Me too! Anka is just gorgeous!

Boy right, Michelle?! oke:


----------



## boeselager (Feb 26, 2008)

Anka is my baby girl, thanks for the compliment on her!!!! She is out of SchH3 V Puck v Grafental. Diva is staying here  I Love the color's our dogs produce too!!!


----------



## Jax08 (Feb 13, 2009)

gsdraven said:


> Me too! Anka is just gorgeous!
> 
> Boy right, Michelle?! oke:


yeah...but I CAN'T right now!!! :help:


----------



## x0emiroxy0x (Nov 29, 2010)

I read your about me and I loved how you started out as a backyard breeder but immediately transformed yourself to a pretty reputable breeder. You make a big deal of OFA, and I really like that.

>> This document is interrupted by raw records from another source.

PR #218, opened 2019-11-27
Backport fix for cve-2019-18888

adrienperonnet:
`guessFromFileBinary` may also be impacted by [cve-2019-18888](https://symfony.com/blog/cve-2019-18888-prevent-argument-injection-in-a-mimetypeguesser) where
the provided file paths were not being properly escaped before being used.

This PR backports the fix from commit https://github.com/symfony/symfony/commit/691486e43ce0e4893cd703e221bafc10a871f365 to make sure the issue is not exploitable.

### DIFF
--- a/lib/validator/sfValidatorFile.class.php
+++ b/lib/validator/sfValidatorFile.class.php
@@ -263,7 +263,7 @@ class sfValidatorFile extends sfValidatorBase
   {
     ob_start();
     //need to use --mime instead of -i. see #6641
-    $cmd = 'file -b --mime %s -- 2>/dev/null';
+    $cmd = 'file -b --mime -- %s 2>/dev/null';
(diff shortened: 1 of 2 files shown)


lib/validator/sfValidatorFile.class.php
```diff
@@ -263,7 +263,9 @@ protected function guessFromFileBinary($file)
   {
     ob_start();
     //need to use --mime instead of -i. see #6641
-    passthru(sprintf('file -b --mime %s 2>/dev/null', escapeshellarg($file)), $return);
+    $cmd = 'file -b --mime %s -- 2>/dev/null';
```
alquerci: The path need to be placed after the double dash.

adrienperonnet: Well spotted thanks 👍

PR #35, opened 2014-12-22
Add asynchronous value read/write capability on server side

paragonRobotics:
Asynchronous value reading/writing is required for our potential use of the node-opcua library, so this pull request is to add that functionality.  Variables can now optionally have a getAsync and setAsync function in order to asynchronously process requests.

However, this change required changes to a significant number of files, as the current architecture relied on "returns" and "getters/setters" which are all synchronous by nature.  This change affects the api for several calls, especially on the server side.  For example, server.write, server.writeSingleNode, server.readSingleNode, etc...all now require a callback instead of a synchronous return value.

All existing tests were updated to pass using the new API, and several new tests were added to test the functionality.

### DIFF
--- a/bin/simple_server.js
+++ b/bin/simple_server.js
@@ -119,6 +119,11 @@ server.on("post_initialize", function () {
                 get: function () {
                     var pump_speed = 200 + 100*Math.sin(Date.now()/10000);
                     return new Variant({dataType: DataType.Double, value: pump_speed});
+                },
+                getAsync: function(callback){
+                    var pump_speed = 200 + 100*Math.sin(Date.now()/10000);
+                    var test = new Variant({dataType: DataType.Double, value: pump_speed});
+                    callback(test);
                 }
             }
         });
--- a/lib/address_space/address_space.js
+++ b/lib/address_space/address_space.js
@@ -62,7 +62,7 @@ View.prototype.nodeClass = NodeClass.View;
  * @param attributeId
  * @return {DataValue}
  */
-View.prototype.readAttribute = function (attributeId) {
+View.prototype.readAttribute = function (attributeId, callback) {
 
     var options = {};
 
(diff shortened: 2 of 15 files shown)


paragonRobotics:
Sorry to ping again, but any thoughts on the asynchronous write functionality question?  The refreshFunc works great for the reads here, so we really just need the write functionality to get us to the point where we can use it for our needs.  Thanks so much--

erossignon:
Hi, thank you for your suggestion, this should be put in the wish list.
However I think that there is a way that this could be achieve now (waiting for a more comprehensive implementation.
Let me explain:
in the read operation , there is a need to fetch a fresh value of the variable asynchronously and wait for the callback to be called prior to returning the requested node value in the opcua request.
However, in the write operation we could imagine that the opcua write request simply initiates an asynchronous write operation and returns immediately without waiting for the asynchronous write op to be completed.

In this case the code would look like:

```javascript
  server.engine.addVariableInFolder(myDevices, {
        browseName: "Temperature",
        nodeId: "ns=2;s=Temperature",
        dataType: "Double",

        value: {
            refreshFunc: function (callback) {

                var temperature = 20 + 10 * Math.sin(Date.now() / 10000);
                var value = new Variant({dataType: DataType.Double, value: temperature});
                var sourceTimestamp = new Date();

                // simulate a asynchronous behaviour
                setTimeout(function () {
                    callback(null, value, sourceTimestamp);
                }, 100);
            }
            set: function(value) {
                  startAsyncWrite(value,function unused_callback(err,data){});
            }
        }
    });
```

paragonRobotics:
Thanks Etienne, however our requirements mandate that we get a confirmation from the wireless endpoint when the write was successfully received and processed (for critical control outputs).

Would you entertain the thought of adding a similar "refreshWriteFunc" capability to the OPCUA server:


// write services
OPCUAServer.prototype._on_WriteRequest = function (message, channel) {

    var server = this;

    var request = message.request;
    assert(request instanceof WriteRequest);
    assert(_.isArray(request.nodesToWrite));

    var results = [];

        assert(request.nodesToWrite[0]._schema.name === "WriteValue");
        results = server.engine.write(request.nodesToWrite);
        
    server.engine.refreshWriteValues(request.nodesToWrite,function(err,data){
         assert(_.isArray(results));
         assert(results.length === request.nodesToWrite.length);

	    var response = new WriteResponse({
		   results: results,
		   diagnosticInfos: null
	    });
	    channel.send_response("MSG", response, message);
    
    });
    
};


This refreshWriteFunc would also need to allow the return of response codes (like errors) to override the response code that was returned from the simple set function.  We would then relabel the existing refresh function as "refreshReadFunc" to separate them.  Please let me know your thoughts, and I would be willing to make the changes if you would like.  Thanks so much.

PR #71, opened 2015-04-28
some performance tuning

huazh:
Hi.

I want to use node-opcua to operate with some plc devices in low power computer. The functionality is well, but performance does not come up to expectation. So I fired up profiling and discovered that new Variant and Enum.get use too much cpu. These commits are based on the profiling.
The performance test I did is monitoring 1000 double variables with sampling interval 100ms and publishing interval 100ms. The original node-opcua ate up all cpu ( AMD E-450 1.6G Hz), but can not catch up the publishing interval ( got 90 publishing in 30s). After these fixes, the cpu usage is about 60% after JIT warm up, and no publishing is missing. It's about 4-5 times performance enhancement in pure monitoring application.
Hope these changes could be merged. All tests are passed on node v0.12.2.

### DIFF
--- a/lib/datamodel/access_level.js
+++ b/lib/datamodel/access_level.js
@@ -4,7 +4,7 @@
  */
 require("requirish")._(module);
 
-var Enum = require("enum");
+var Enum = require("lib/misc/enum");
 var assert = require("better-assert");
 
 var registerBasicType = require("lib/misc/factories_basic_type").registerBasicType;
--- a/lib/datamodel/nodeid.js
+++ b/lib/datamodel/nodeid.js
@@ -4,7 +4,7 @@
  * @module opcua.datamodel
  */
 require("requirish")._(module);
-var Enum = require("enum");
+var Enum = require("lib/misc/enum");
 var assert = require("better-assert");
 var isValidGuid = require("lib/datamodel/guid").isValidGuid;
 
--- a/lib/datamodel/numeric_range.js
+++ b/lib/datamodel/numeric_range.js
@@ -9,7 +9,7 @@ var StatusCodes = require("lib/datamodel/opcua_status_code").StatusCodes;
 
 var ec = require("lib/misc/encode_decode");
 var _ = require("underscore");
-var Enum = require("enum");
+var Enum = require("lib/misc/enum");
 var assert = require("better-assert");
 
 // OPC.UA Part 4 7.21 Numerical Range
--- a/lib/misc/encode_decode.js
+++ b/lib/misc/encode_decode.js
@@ -7,7 +7,7 @@
 require("requirish")._(module);
 
 var assert = require("better-assert");
-var Enum = require("enum");
+var Enum = require("lib/misc/enum");
 
 var ec = exports;
 var _ = require("underscore");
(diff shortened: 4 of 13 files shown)


erossignon:
Thank you for spotting this. The Enum component was working ok in version < 1.0.0 and has introduced this freezing stuff recently. I confoirme a x60 to x100 performance increase with your light implement :+1: 
I have opened a ticket to the Enum projet to let them know about this issue. https://github.com/adrai/enum/issues/21

huazh:
I don't think freezing is the actual problem. Enum creation only happened on initialization procedure, it should not slow down monitoring with freezing. The spot where light implement excels in is access with integer key, which node-opcua uses frequently in parsing packet. If I remove the enum creation from benchmark, there is no big difference in accessing enum with string key. But with integer, it shows 4-10x speedup (the last two).

  Benchmarking Enums
 CYCLE slowEnum op/s 35248.66541503015
 CYCLE fastEnum op/s 72447.2303206246
 Fastest is fastEnum
 Speed Up : x 2
    ✓ should verify that our enums are faster than old enums (1272ms)
 CYCLE slowEnum op/s 13190.49177278977
 CYCLE fastEnum op/s 36629.27950207223
 Fastest is fastEnum
 Speed Up : x 2
    ✓ should verify that our enums are faster than old enums (1123ms)
 CYCLE slowEnum op/s 31890.785152430213
 CYCLE fastEnum op/s 77190.20795213227
 Fastest is fastEnum
 Speed Up : x 2
    ✓ should verify that our enums are faster than old enums (1254ms)
 CYCLE slowEnum op/s 15869.851997760272
 CYCLE fastEnum op/s 65108.63662514895
 Fastest is fastEnum
 Speed Up : x 4
    ✓ should verify that our enums are faster than old enums (1190ms)
 CYCLE slowEnum op/s 6202.336347321556
 CYCLE fastEnum op/s 65322.549447467165
 Fastest is fastEnum
 Speed Up : x 10
    ✓ should verify that our enums are faster than old enums (1173ms)


huazh/node-opcua@1b6699ff69c7a7efda158c640448eb5813a9d6c1

huazh:
I benchmark againt Enum without freeze, it shows freeze actually slow down the access performance about 2 times. Without freeze, access with string key is the same as my implementation.
  Benchmarking Enums
 CYCLE slowEnum op/s 68920.94302841835
 CYCLE fastEnum op/s 74821.07251798527
 Fastest is fastEnum
 Speed Up : x 1
    ✓ should verify that our enums are faster than old enums (1346ms)
 CYCLE slowEnum op/s 30228.79254111068
 CYCLE fastEnum op/s 37207.53073862247
 Fastest is fastEnum
 Speed Up : x 1
    ✓ should verify that our enums are faster than old enums (1154ms)
 CYCLE slowEnum op/s 66678.59908263385
 CYCLE fastEnum op/s 89295.66085508122
 Fastest is fastEnum
 Speed Up : x 1
    ✓ should verify that our enums are faster than old enums (1334ms)
 CYCLE slowEnum op/s 24741.83418022731
 CYCLE fastEnum op/s 73496.99059233088
 Fastest is fastEnum
 Speed Up : x 2
    ✓ should verify that our enums are faster than old enums (1224ms)
 CYCLE slowEnum op/s 13665.065992739372
 CYCLE fastEnum op/s 71408.79419110095
 Fastest is fastEnum
 Speed Up : x 5
    ✓ should verify that our enums are faster than old enums (1191ms)

PR #84, opened 2015-06-12
Update client_session.js

demeyr:
Add ClientSession.prototype.readHistoryValue() function


erossignon:
We should add a dedicated new unit test for this new feature. Test could go in test/end_to_end.
This would involved a little bit more work as we need to implement a rudimentary read counterpart method  on the server. Would you fancy trying this ?

demeyr:
Maybe take a look next week.

PR #97, opened 2015-07-27
Initial crawl write crawl test

perok:
Hi,

We have started to write a test for our crawler problem. It's crudely based on your tests.

The problem is that the crawler does not call the success callback after a write operation (tested on node 'EnabledFlag' (n=0;i=2294)).

The idea is to test that the nodecrawler returns data after a write operation. Currently we are trying to write to 'EnabledFlag' (n=0;i=2294). We get the error ''The node id refers to a node that does not exist in the server address space." on the write operation. Could you guide us in the right direction?

Thanks

### DIFF
--- a/test/end_to_end/test_opcua_ClientServer_crawl_write_crawl.js
+++ b/test/end_to_end/test_opcua_ClientServer_crawl_write_crawl.js
@@ -1,0 +1,150 @@
+
+require("requirish")._(module);
+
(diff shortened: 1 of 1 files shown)


erossignon:
Hi
It looks like the node i=2294 (ServerDiagnostics.EnabledFlag) is not present in the server we use for testing. Let me add a few missing bits.

PR #153, opened 2016-01-06
Create monitor.js

pelis:
process monitored items, reconnect, when connection breaks


erossignon:
@pelis ; would it be better to submit your example files in a gist rather than as a pull-request ?

pelis:
OK will do

PR #207, opened 2016-05-14
If used timestamped_set, no context is set

GermanBluefox:
Bind to variable if timestamped_set used to determine context


GermanBluefox:
Hello Etienne,
thank you for very useful module!
Do you understand right the pull request? 
I can't start the production version without this fix. It would be nice if you can merge it.

thank you,
Bluefox

erossignon:
Please also provide a unit test to stress this feature and make sure there is no regression in the future.

Issue #292, opened 2017-01-04
Moving toward ES6


erossignon:
I think we should really move toward ES6 for readility of code and use of Promise as well and other nice stuff (import, modules ) 
This would mean dropping support for old version of nodejs. 
Please vote with a 👍 if you don't care switching on node 6 or above or 👎 if you would rather not now.

zenonpelle:
Hi!I
My vote is 👍

/Per
Från: Etienne [mailto:notifications@github.com]
Skickat: den 4 januari 2017 17:43
Till: node-opcua/node-opcua <node-opcua@noreply.github.com>
Kopia: Subscribed <subscribed@noreply.github.com>
Ämne: [node-opcua/node-opcua] Moving toward ES6 (#292)


I think we should really move toward ES6 for readility of code and use of Promise as well and other nice stuff (import, modules )
This would mean dropping support for old version of nodejs.
Please vote with a 👍 if you don't care switching on node 6 or above or 👎 if you would rather not now.

BLamy:
I would love to see this. Since the architecture is very OOP it may be worth looking into typescript shouldn't be that much more effort because most data types are already defined in the docs. 

If going with plain ES6 I would highly suggest using AirBNBs eslint rules. I've had very good success with upgrading ES5 code to ES6 using those rules.

gilesbradshaw:
I think it's a great idea to switch - however do you have to drop old versions of node?  Pretty sure you'd be able to compile your ES6 to ES5 with babel..

typescript is a great idea too..

gilesbradshaw:
I've got quite far doing an ES6 conversion - it would be good if you had a look  https://github.com/ua-ql/node-opcua

It doesn't build and install automatically quite properly yet but it will soon.  

I've web packed it to one bundle so pretty sure it will run on previous versions of node + wold be possible to use  ES2016+ and typescript etc.

There are a few things that needed changing - mainly do do with dynamic requires (you cant do things like require(avariable) as it sucks in everything as a possible match (ie all the test code) also this means you can't build and then require stuff 'on the fly' (you probably *could* using hot reloading) so I've split 'createObject) from registerObject and in places you have circular dependencies and things like exporting created schemas from tests which then use those schemas.

However I have got the code through the tests (modified to cope with webpack/import restrictions and also run a server and a client with it...

[...]

PR #295, opened 2017-01-09
ES6

BLamy:
Here are some suggestions for getting started with es6.

- [x] Add a yarn.lock
- [x] use airbnb's eslint rules
- [x] transpile with babel es2015 preset
- [x] use babel module resolver instead of requireish
- [ ] use [lebab](https://github.com/lebab/lebab) if possible


BLamy:
Even if the library never moves to ES6 I still think the babel module resolver should be used over requireish. requireish has burned me several times. 

image

test/transport/test_client_tcp_transport.js
```diff
@@ -177,7 +177,7 @@ describe("testing ClientTCP_transport", function () {
         });
         fake_server.pushResponse(spyOnServerWrite);
 
-        transport.timeout = 10; // very short timeout;
+        transport.timeout = 100; // very short timeout;
```
BLamy, line 180: The comment makes me think there was a reason it was only at 10.

gilesbradshaw: you might well be right - I think @erossignon wld need to look at that..

gilesbradshaw: ah ok - now passing on Node 6+  :)

BLamy:
@gilesbradshaw 

A little confused as to why node 5 completely crapped out. 
Node 4 is just missing a polyfill. 

.12 Issues can probably be resolved but I think an argument could be made for dropping it all together.

gilesbradshaw:
I've been playing with this and have ES6ed opcua-client and client_base and then started lebabing the various transforms.  However it seems to be the tests are not completely determinate.  I now get errors even when I go back to the revision I have PRed to you....

gilesbradshaw:
Not sure if tests are totally robust - I am now getting #298 even on original...

BLamy:
I'm going to hold off on merging your [giant PR](https://github.com/BLamy/node-opcua/pull/3) until we hear from @erossignon. I want to make sure he agrees with the opinions we've taken thus far before I overwhelm him with one giant PR.

gilesbradshaw:
no problem - good idea!

erossignon:
Hi, I am investigating how we could bring @gilesbradshaw's ES6 branch that is now compiling OK into a 'ES6-experimental branch" of the official node-opcua repository , so we could keep going together .
Not quite sure yet, what is the best route: Giles has forked Bret's fork, so I cannot merge Giles' PR directly I guess.

BLamy:
Looks like the es6 branch got published.

Closing in favor of tracking progress here:
https://github.com/node-opcua/node-opcua/issues/292

PR #300, opened 2017-01-25
began formatting to ESLint rules

BLamy:


lib/address_space/add-event-type/install.js
```diff
@@ -5,57 +5,58 @@
 
 import assert from "better-assert";
 import _ from "underscore";
+import { randomBytes } from "crypto";
```
BLamy, line 8: Was there a reason these were imported inside of the function? I pulled them out.

erossignon: no, no reason for those one. you can put them at the top of the file

lib/address_space/add-enumeration-type/install.js
```diff
@@ -27,7 +24,8 @@ function install(AddressSpace) {
      * @param options.enumeration[].value       {Number}
      * @param options.enumeration[].description {String|LocalizedText|null}
      */
-  AddressSpace.prototype.addEnumerationType = function (options) {
+    /* eslint-disable max-len */
```
erossignon, line 27: Why change indent here ? AddressSpace.prototype.addEnumerationType  is inside the install function and shall be indented?

lib/address_space/alarms_and_conditions/ConditionSnapshot.js
```diff
@@ -560,35 +555,35 @@ function prepare_date(sourceTimestamp) {
...
+  // structure for the ConditionVariable Value Attribute.
 
   assert(node.typeDefinitionObj.browseName.toString() === "ConditionVariableType");
-  assert(node.sourceTimestamp.browseName.toString() == "SourceTimestamp");
+  assert(node.sourceTimestamp.browseName.toString() === "SourceTimestamp");
   node.on("value_changed", _update_sourceTimestamp);
 }
 
 
-import { BrowseDirection } from "lib/services/browse_service";
```
erossignon: Be carefull some import have to stay inside the install function to break cyclic dependencies

erossignon:
obviously, tests must pass for PR to be accepted.

BLamy:
I'll take a look at why the test are failing tonight.

gilesbradshaw:
Ah sorry didn't see this I think I have caused all sorts of conflicts with it - sorry 

I have also just done an eslint fix with npm run fix which has put all intentation to 4 spaces

gilesbradshaw:
good to have you involved though @BLamy i've been all over the code so possibly causing all sports of conflict with stuff others are doing..

gilesbradshaw:
Also I don't *think* importing in a code block will work - especially with webpack - where necessary due to cyclic dependencies i left it as a require..

PR #317, opened 2017-03-07
implemented browseNext in client session

xhronos:
The continuation points returned by client session browse() can be passed to browseNext() to get the next chunk of results.


erossignon:
Hi Xhronos, browseNext  has now been implemented, thank you for your PR that was inspiring

PR #295, opened 2018-02-09
Fix HardFault in Logging

whoenig:
The logging subsystem could trigger a hard fault caused by unaligned assignment "variable = *(float *)ops->variable;".
This issue can be reproduced with the crazyswarm_master firmware when connecting to the cfclient.

The fix uses lowlevel memcpy to a local (aligned) variable before assignment.

### DIFF
--- a/src/modules/src/log.c
+++ b/src/modules/src/log.c
@@ -541,44 +541,74 @@ void logRunBlock(void * arg)
 
   while (ops)
   {
-    float variable;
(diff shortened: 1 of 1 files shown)


ataffanel:
I though CM-4 allowed unaligned access so this is surprising, but after checking it seems that un-aligned access only work for some instructions.
Thanks for the PR! I merge it.

Issue #293, opened 2018-02-06
High-Level Commander Design


whoenig:
This issue is to discuss the design of a high-level commander (@jpreiss , @mgreiff , @mikehamer).

# Goal
The current [commander](https://github.com/bitcraze/crazyflie-firmware/blob/master/src/modules/src/commander.c) allows for different high-frequency setpoints, such as attitude control, velocity control, or trajectory control. A high-level mode would allow to set high-level goals, while the low-level setpoints are generated on-board. Such a mode can, for example, include:

- Takeoff
- Landing
- GoTo waypoint (where a smooth trajectory is planned on-board)
- Execute Trajectory (that might be built into the firmware, uploaded on demand, or stored on an SD-card)

# Challenges
- The current [generic commander](https://github.com/bitcraze/crazyflie-firmware/blob/master/src/modules/src/crtp_commander_generic.c) can only switch between low-level/high-frequency setpoints. A different layer is needed for high-level commanders.
- A backup pilot should be able to take over control at any point

# Proposed Design
1. A new task for the high-level commander will be created. The task handles new CRTP commands using a new CRTP port. Commands can include takeoff, landing, etc. New commands can be added, similar to the current crtp_commander_generic. The task also provides a function to fill-in the current setpoint.
2. The logic of [commanderGetSetpoint](https://github.com/bitcraze/crazyflie-firmware/blob/master/src/modules/src/commander.c#L74-L95) will be changed such that the high-level setpoint is returned if a) no low-level command was received for a specific time, and b) the high-level commander is enabled (a parameter and perhaps a compile-time flag). Check a) will allow backup pilots to take control. Also, once a low-level commander packet was received we should disable the high-level mode, until it gets explicitly enabled again (by setting a parameter).

We can discuss the actual CRTP packets later; the first step is to agree on how to integrate such a on-board setpoint generator properly. We already successfully use such a high-level commander for the Crazyswarm.

jpreiss:
The interface of the Crazyswarm high-level commander on the firmware side is summarized in [planner.h](https://github.com/USC-ACTLab/crazyflie-firmware/blob/crazyswarm_master/src/modules/interface/planner.h). The PC side is close to a 1:1 wrapper.

The manual backup is the main component missing from our implementation, I think.

ataffanel:
Hi, thanks for starting a ticket about that!

[...]

PR #299, opened 2018-03-07
Add High-Level Commander, see #293

whoenig:
The initial high-level commander supports takeoff, landing, stop, and goTo. Each CF can be part of one of 8 groups, and commands can be broadcasted for specific groups, only.
Tested in a mocap system with kalman estimator and mellinger controller using crazyflie_ros (high-level-setpoints branch; test_high_level.py).

I am planning to add more commands in the future (e.g., trajectory upload and execution), but this PR adds all the necessary components first.


ataffanel:
Thanks a lot! I merge it.

PR #303, opened 2018-03-25
High-level commander: trajectory upload and exec.

whoenig:
This adds the possibility to upload polynomial trajectories using the existing memory interface.
Trajectories can be executed with the high-level commander.
Tested with crazyflie_ros (test_high_level.py).
See issue #293.


ataffanel:
Merged, thanks a lot! Sorry for the late review.

PR #308, opened 2018-04-07
HighLevelCmd: Add missing shift for traj. eval

whoenig:
The evaluation function in the high-level commander ignored the trajectory shift
after a trajectory was completed, resulting in a jump in the setpoint.


ataffanel:
Thanks, merged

I do have one question that might be a bit sensitive---you state that you have done shuzthund with your dogs and that you love it. So why don't your dogs have any titles? Perhaps you haven't put them on the website yet, but if you really want to get a wider span of buyers, I would say start titling the dogs. Titles make them special/different. There are a million beautiful german shepherds out there that are untitled with titled parents and grandparents that are bred all the time. If you actually title your own dogs, that will really stand out as opposed to the fact that your dogs ancestors were titled.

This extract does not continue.